Big vial worries?

I usually preload my syringes and store them in a 3D-printed case in my garage fridge (it only has drinks and gets cleaned regularly, so less mold risk). I sanitize the case before refilling.

For injection, I get my stuff, wash my hands, double-sanitize my skin, then inject, making sure the needle touches nothing but clean skin. I let the alcohol dry and inject right after showering with antibacterial soap.
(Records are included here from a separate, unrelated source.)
PR #7687, opened 2021-11-07
Hide bulk actions in report pages

### LINKED ISSUE #7681: Stray checkbox on locked pages report
### Issue Summary

The Locked Pages report (and possibly others inheriting from PageReportView) has a stray additional column with a checkbox, presumably from the bulk actions feature, which causes the column headings to get out of step:

Screenshot 2021-11-04 at 14 38 33

Thanks to @Tijani-Dia for reporting.

### Steps to Reproduce

1. Start a new project with `wagtail start myproject` / `./manage.py migrate` / `./manage.py createsuperuser`
2. Log in, edit the homepage, select 'Lock' from the action menu
3. Go to Reports -> Locked pages

### Technical details

* Python version: 3.8.0
* Django version: 3.2.8
* Wagtail version: 2.15
* Browser version: Chrome 95.0.4638.54

laymonage:
Fix #7681.

I didn't find any other pages that extend `PageReportView` or use the `base_page_report.html` template, but I have added `with hide_bulk_actions=1` in `base_page_report.html` just in case.

This means that new pages that extend `base_page_report.html` and have the bulk actions feature will have to override the `listing` block, e.g.

```html
{% block listing %}
    {% include "wagtailadmin/reports/listing/_list_page_report.html" %}
{% endblock %}
```

(This change is made in a separate commit for easier review).

---

Result:

image

### DIFF
--- a/wagtail/admin/templates/wagtailadmin/reports/base_page_report.html
+++ b/wagtail/admin/templates/wagtailadmin/reports/base_page_report.html
@@ -6,7 +6,7 @@
         <div id="page-results">
             {% if pages %}
                 {% block listing %}
-                    {% include "wagtailadmin/reports/listing/_list_page_report.html" with hide_bulk_actions=1 %}
+                    {% include "wagtailadmin/reports/listing/_list_page_report.html" %}
                 {% endblock %}
             {% else %}
                 {% block no_results %}
--- a/wagtail/admin/templates/wagtailadmin/reports/base_page_report.html
+++ b/wagtail/admin/templates/wagtailadmin/reports/base_page_report.html
@@ -6,7 +6,7 @@
         <div id="page-results">
             {% if pages %}
                 {% block listing %}
-                    {% include "wagtailadmin/reports/listing/_list_page_report.html" %}
+                    {% include "wagtailadmin/reports/listing/_list_page_report.html" with hide_bulk_actions=1 %}
                 {% endblock %}
             {% else %}
                 {% block no_results %}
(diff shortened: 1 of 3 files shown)


zerolab:
Hey @laymonage,

Thank you for this. The changes LGTM. I do wonder if perhaps adding `hide_bulk_actions` in the template context from the report view would help with any custom reports that extend `base_page_report.html` ?

laymonage:
> Hey @laymonage,
> 
> Thank you for this. The changes LGTM. I do wonder if perhaps adding `hide_bulk_actions` in the template context from the report view would help with any custom reports that extend `base_page_report.html` ?

Thanks, that's a good idea. Changing it from the view does change `hide_bulk_actions` for all report pages. If that's desirable, I've pushed a commit to do it that way. We can revert to the first approach if that's preferred.

gasman:
Having a `hide_bulk_actions` flag in the first place seems like a code smell to me. It's an established fact that the page listing includes in `wagtailadmin/pages/listing` are used for more than just the page explorer index view - we previously had to fix this for the page chooser view, and it's entirely possible that third-party code elsewhere is using them.

`_list_explore.html` is the version of the include used specifically for the page explorer - ideally, everything related to the bulk action checkboxes should live in there. Failing that, they can go in `_list.html`, ONLY if they're behind a flag that the explore view opts _in_ to, like the existing `show_ordering_column` flag. `_list.html` is in active use by other views, including these reports - the root cause of this bug is that we made a breaking change there that requires those other views to add a flag to restore the old behaviour.

gasman:
Closing in favour of #7701, which addresses the problem for all listing pages using the `wagtailadmin/pages/listing` includes, not just reports.

PR #7694, opened 2021-11-09
Use correct syntax for image debug logging

RealOrangeOne:
Fixes an issue in #7391 which used the incorrect logging syntax

This should only affect users which have debug logging enabled for wagtail. I don't believe it affects all users.

### DIFF
--- a/wagtail/images/models.py
+++ b/wagtail/images/models.py
@@ -311,19 +311,21 @@ class AbstractImage(ImageFileMixin, CollectionMember, index.Indexed, models.Mode
         except Rendition.DoesNotExist:
             # Generate the rendition image
             try:
-                logger.debug("Generating '%s' rendition for image %d", (
+                logger.debug(
+                    "Generating '%s' rendition for image %d",
                     filter.spec,
                     self.pk,
-                ))
+                )
 
                 start_time = time.time()
                 generated_image = filter.run(self, BytesIO())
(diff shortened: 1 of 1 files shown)


wagtail/images/models.py
```diff
@@ -311,21 +311,23 @@ def get_rendition(self, filter):
...
+                logger.debug(
+                    "Generated '%s' rendition for image %d in %.1fms",
                     filter.spec,
                     self.pk,
                     (time.time() - start_time) * 1000
-                ))
+                )
             except:  # noqa:B901,E722
-                logger.debug("Failed to generate '%s' rendition for image %d: %s", filter.spec, self.pk)
+                logger.debug("Failed to generate '%s' rendition for image %d", filter.spec, self.pk)
```
RealOrangeOne, line 330: Question: Should this be `logger.exception`? It feels like something generally useful to know regardless of any changes to the logging level, and isn't _necessarily_ additionally debugging information.

gasman: We are re-raising the exception here, to be handled by whatever mechanism is set up site-wide for handling exceptions generally, and I see no reason to treat this differently to any other exception. I assumed the only reason we're catching this at all is to make sure that the "generating rendition" log entry has a corresponding end state logged.

gasman (approved):

PR #7696, opened 2021-11-09
Aging pages report

Tijani-Dia:
The goal of this PR is to add a report to track pages that haven't been updated recently.

* Do the tests still pass? (https://docs.wagtail.io/en/latest/contributing/developing.html#testing) Yes
* For new features: Has the documentation been updated accordingly? Not yet

### DIFF
--- a/wagtail/admin/templates/wagtailadmin/reports/aging_pages.html
+++ b/wagtail/admin/templates/wagtailadmin/reports/aging_pages.html
@@ -1,0 +1,57 @@
+{% extends 'wagtailadmin/reports/base_report.html' %}
+{% load i18n wagtailadmin_tags %}
+
+{% block results %}
+    {% if object_list %}
+        <table class="listing">
+            <thead>
+                <tr>
+                    <th class="title">
+                        {% trans 'Title' %}
+                    </th>
+                    <th class="status">
+                        {% trans 'Status' %}
+                    </th>
+                    <th class="updated">
+                        {% trans 'Last published' %}
+                    </th>
+                    <th>{% trans 'Last published by' %}</th>
+                    <th class="type">
+                        {% trans 'Type' %}
+                    </th>
+                </tr>
+            </thead>
+            <tbody>
+                {% for page in object_list %}
+                    <tr>
+                        <td class="title" valign="top">
+                            {{ page.title }}
+                        </td>
+                        <td class="status" valign="top">
+                            {% include "wagtailadmin/shared/page_status_tag.html" with page=page %}
+                        </td>
+                        <td class="updated" valign="top">
+                            <div class="human-readable-date" title="{{ page.last_published_at|date:'DATETIME_FORMAT' }}">
+                                {% blocktrans with time_period=page.last_published_at|timesince %}
+                                    {{ time_period }} ago
+                                {% endblocktrans %}
+                            </div>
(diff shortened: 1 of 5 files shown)


gasman (commented):
This is looking really good! I think the only thing that's really missing is a link from the 'title' field to the edit page. With that added, and some basic tests, I think this will be good to go.

Tijani-Dia:
Thanks @gasman. I've added the link to edit the page and some tests.

gasman:
We shouldn't just sweep the test failure under the carpet by changing the result :-) It's important that the tests should work individually as well as when running the whole test suite.

After some experimenting, I found that the original test failed (returning `Page` instead of `wagtailcore | page`) when you run [TestAuditLogAdmin](https://github.com/wagtail/wagtail/blob/cb70218166c3a0454a5352b780f5472cddae9d88/wagtail/admin/tests/test_audit_log.py#L14) before it. The problem is this code in the site history report:

https://github.com/wagtail/wagtail/blob/cb70218166c3a0454a5352b780f5472cddae9d88/wagtail/admin/views/reports/audit_logging.py#L98-L105

It's modifying the `custom_field_preprocess` attribute to get the nicer content type representation - but this attribute is defined on the `ReportView` class, so it ends up overwriting this setting for _all_ reports. Adding this line above that code fixes it:

        self.custom_field_preprocess = self.custom_field_preprocess.copy()

We probably do want the aging pages report to use the `get_content_type_label` representation, so the same code should be copied into `AgingPagesView` too...

    def __init__(self, **kwargs):
        super().__init__(**kwargs)

        self.custom_field_preprocess = self.custom_field_preprocess.copy()
        self.custom_field_preprocess['content_type'] = {
            self.FORMAT_CSV: get_content_type_label,
            self.FORMAT_XLSX: get_content_type_label
        }

Tijani-Dia:
Alright @gasman, I discovered the root of the problem after changing the tests.

I've updated it. Thanks.

gasman:
The test failure is only happening on Django 3.0, and I think it might be caused by this:

https://docs.djangoproject.com/en/3.2/releases/3.1/#forms

> django.forms.DateTimeField now accepts dates in a subset of ISO 8601 datetime formats, including optional timezone, e.g. 2019-10-10T06:47, 2019-10-10T06:47:23+04:00, or 2019-10-10T06:47:23Z. The timezone will always be retained if provided, with timezone-aware datetimes being returned even when USE_TZ is False.

In the test, you're passing `self.aboutus_page.last_published_at` as the value of the `last_published_at` parameter, and since that's a datetime value, passing it as a URL parameter probably causes it to be converted to one of the 'raw' timestamp strings above (which is only supported by DateTimeField from Django 3.1 onward). This isn't a problem in real-world usage of the report, of course, because the `last_published_at` parameter will normally come from the form in simple yyyy-mm-dd format. Changing the test to

        response = self.get(
            params={"last_published_at": '2015-01-01'}
        )

(a date which is definitely in the past, but after the `last_published_at` date for the homepage in the test fixtures) fixes the test for all Django versions. I'll make that change and merge now.

Tijani-Dia:
Oh alright, great you caught that.

gasman:
Merged in 660b00b7a6ac52fb7475b0446e6dcc8b90048d89

PR #7702, opened 2021-11-10
Fix bulk page publishing

### LINKED ISSUE #7690: Wagtail 2.15 Bulk Publish for Inherited Page

### Issue Summary
Assume we have two classes:
class A(Page):

class B(A):
  nickname = models.CharField(max_length=255)

When do bulk action of publishing the pages with B, an error will occur:
image

The existing solution I think is to customize bulk action according to https://docs.wagtail.io/en/stable/extending/custom_bulk_actions.html#custom-bulk-actions
But I would like to know if there is other solution?

gasman:
Fixes #7690. We need to retrieve the specific page instance before `save_revision`, or we'll end up clearing the subclass's fields (resulting in a ValidationError if any were required, or a published version with blanked fields if not).


zerolab (approved):
Once again excellent 🕵️‍♂️!

Tested this locally and it works a treat.

Issue #7700, opened 2021-11-10
Wagtail 2.15: Image renditions for re-oriented images are scaled and cropped using un-oriented dimensions


jmichalicek:
Found a bug? Please fill out the sections below. 👍

### Issue Summary

Renditions of images which need rotated by `willow.auto_orient()` are being created based on the dimensions of the unoriented image. For example an image from Android phone held in portrait creates the image with exif data stating the landscape dimensions and an orientation value of 6. So my phone says portrait photos are 4032x3024 with an orientation of 6.

This results in photos which are portraits being cut off at the bottom and having a large black bar on the right side.

I have done some digging and fixed this issue locally and so would like to make a PR with the fix. I have detailed what seems to be happening/need done to reesolve below.

### Steps to Reproduce

1. Take a picture with a device which can do portrait or landscape, but always saves the exif data for only one of those with an exif orientation value applied. I used a Samsung Galaxy S8 but I expect most phones are doing this.
2. Upload the image to wagtail images
3. Look at the images on the images list, in the image detail, and any generated for actual pages have the wrong dimensions

What appears to be the case is that the `willow.auto_orient()` call performs as expected and rotates the image. In the 2.15 code an ImageTransform is created and is used to get the rectangle dimensions of the image. Rather than using the re-oriented image, it is still working off of the original. The result is that it is cropping and scaling based on a 4032x3024 landscape photo in my case, so photos which are actually portrait get cropped based on those dimensions rather than the rotated dimensions of 3024x4032.

I have found that in `wagtail.images.models.Transform.run()` if I use the returned value from `willow.get_pillow_image()` after `willow.auto_orient()` is called everywhere which `image` which was passed into the method is currently used then everything appears to work correctly.

It does not look like that is going to work if Wand is being used since `get_pillow_image()` is specific to willow's `PillowImage` class. I will test just using `willow.image` this evening. My other thought would be to update Willow to add a plain `get_image()` to the plugins and register that with `@Image.operation` so that there is a consistently named operation to get at the image if not directly accessing `willow.image` is preferred.

I am attaching the actual original image and the rendition using the `original` format spec.

Original:
![wagtail_renditions_bug](https://user-images.githubusercontent.com/1059070/141117543-0d09245e-23b8-4052-8a45-b5d17138285e.jpg)

Rendition:
![wagtail_renditions_bug original](https://user-images.githubusercontent.com/1059070/141117572-06547567-e122-40ab-bf09-18499fba51a6.jpg)

[...]

PR #7704, opened 2021-11-11
Fix transform operations in Filter.run() when image has been re-oriented

jmichalicek:
This is a proposed fix for https://github.com/wagtail/wagtail/issues/7700. It adds an optional `transform_width` and `transform_height` arguments to `wagtail.images.models.Filter.get_transform().
If both are passed in, then use them otherwise image.width and image.height for the ImageTransform.

Would it be preferred to pass these in as a tuple to ensure both are passed? Or raise an exception if both are not passed in? What about checks for invalid values such as negative numbers?

Are there any new tests which could be useful for this? I think they would need to compare the width and height of the original and the transform and make sure they swapped.

* Do the tests still pass? (https://docs.wagtail.io/en/latest/contributing/developing.html#testing): yes
* Does the code comply with the style guide? (Run `make lint` from the Wagtail root): yes


wagtail/images/models.py
```diff
@@ -459,7 +459,10 @@ def get_transform(self, image):
          - .matrix - An affine transformation matrix that combines any
            transform/scale/rotation operations that need to be applied to the image
         """
-        transform = ImageTransform((image.width, image.height))
```
kaedroho, line 462: I think this also highlights a minor bug with our image width/height values not accounting for the EXIF orientation, which i think are displayed in the admin.

Anyone think we should solve this too?

This wouldn't change anything for this PR though since we'd obviously still have to deal with legacy images with incorrect width/height

wagtail/images/models.py
```diff
@@ -450,7 +450,7 @@ def filter_operations(self):
             if isinstance(operation, FilterOperation)
         ]
 
-    def get_transform(self, image):
+    def get_transform(self, image, transform_width=None, transform_height=None):
```
kaedroho, line 453: Just for consistency, shall we pass the width and height together as a tuple?

kaedroho (changes requested):
This looks good, thanks! Just a minor tweak consistency. Also, please could you add a test? (you can find some sample images with different orientations [here](https://github.com/wagtail/Willow/tree/master/tests/images/orientation))

wagtail/images/models.py
jmichalicek: > Just for consistency, shall we pass the width and height together as a tuple?

Makes sense to me. I asked about that up in the main comments. I wasn't sure if a tuple or named arguments would be preferred since the named parameters make it extra explicit what those are, but do leave more room for mistakes as well.

I'd be happy to make it be a tuple(width, height) and then just document that in the docstring. I should double check for other docs which need updated as well. I wanted to get this draft up and make sure this was an ok approach before changing much else. I'll try to get that and tests tonight - woorst case it'll be tomorrow night.

wagtail/images/models.py
jmichalicek: I'm not sure if anything needs done for that. It does show the correct width and height of the `original` format rendition in the image admin. That rendition is just created with an incororect width and height on 2.15 if `willow.auto_orient()` had to rotate the image.

You know far more about the internals of this than I do. If there is more to that part than I'm seeing, I'd love to stay in the loop and, time allowing, help with resolving it.

kaedroho: Oh, I didn't know we did that! This is fine then, thanks!

jmichalicek:
I think I have things in a good place. Updated test cases coming in the morning after I double check them with a fresh brain.

wagtail/images/models.py
jmichalicek: @kaedroho I've added tests for the Rendition model. I borrowed the tests from Willow which you pointed me at and tweaked them to check the initial dimensions, then generate a rendition, and then check the dimensions of the rendition model. It also goes through Willow to open the files so that it can verify the actual image file's dimensions are still correct and that the correct colored pixels are where they belong.

jmichalicek:
Should I be merging `main` into this branch or rebase it on top of `main`? I didn't catch it in the documentation about contributing. Other PRs I've looked at did not appear to have any merge commits for `main` into the feature branch.

jacobtoppm:
@jmichalicek Just to jump in to answer your last question: we normally encourage rebasing on top of main, thanks for checking!

jmichalicek:
> @jmichalicek Just to jump in to answer your last question: we normally encourage rebasing on top of main, thanks for checking!

Thanks @jacobtoppm , just rebased and pushed up. I'll keep it up to date regularly until this gets merged in.

kaedroho (commented):
(forgot to leave review message before merging!)

This looks good to me, thanks for fixing!

jmichalicek:
Glad to help out, I've gotten a lot of use out of Wagtail personally and for work.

It's extreme, I know. More than most need. But I've worked in research and medicine. I've seen gangrene and cellulitis. No thanks. Once you learn sterile procedures, it sticks with you; it feels wrong to do it any other way.
 
Me too! I graduated CST but quickly learned you need a license to be respected in medicine. So, five months later, I was doing the LPN thing.
 
I've seen people saying they stay on super low doses for the long haul. One person was on 0.5 for a year, then dropped down to 0.25! They said it's slower weight loss, but feels more sustainable. Makes sense to me.
 
Do 0.125 dose, half the sema starting amount. Usually 2 ml bac in 5mg vials since small amounts are hard to measure. In ten mg I'd use three or four ml. Three gets just under 4 units. Four gives you 5 units, way easier to track. Sounds like you nailed ten times what you wanted. Gatorade and hard candy will help until it passes. Maybe confused tirz dosing with sema.
 
Vial potency can fade over time. After a few months, you might only get 95% of the intended dose. If you're injecting 3.5mg at month three, it might work more like 3.33mg. Bacterial contamination is rare but you'd spot infection pretty fast. Keep using it unless something feels off.
 
Haven't been out of the 200s in over 10 years. 30 lbs down since December on Mounjaro for diabetes, and the weight loss is a huge bonus. Eating healthier, moving more, losing steady. In remission now, blood work is normal. This med really changed my life, confidence is back.
 
Sterility risk tracks with draw technique, not vial size - the concern is the same whether you're pulling from 10mg or 50mg. Consistent aseptic practice on each draw is what matters.
 
switched from sema to tirz b/c i was losing way too slow. dropping from 320 to 259 so far. sometimes you don't see it till you look at pics side-by-side. don't be hard on yourself if progress feels invisible—it's still happening.
 
Vial coring is a real concern on repeated draws - the rubber stopper can fragment if the needle angle or gauge is wrong. 23-gauge or finer at a slight entry angle is the standard for reducing fragment risk.
 
Fridge is the standard after puncture. Room temp works if fridge has extreme swings but most people stay with refrigerated. The bac water preservative handles repeated puncture - the question is degradation rate, not sterility.
 
Big vials make sense once dose is stable and storage is handled correctly. 50mg at 2.5mg weekly covers 20 weeks. The per-unit cost drops at scale but you need to be confident in the source before committing to that much.
 
Total mg on the label is the peptide amount. BAC water controls concentration. A bigger vial at low dose just means more supply, same per-dose math.
 
Inverted vial before pulling eliminates most pressure issues. The buildup usually comes from injecting air in first - skipping that fixes it.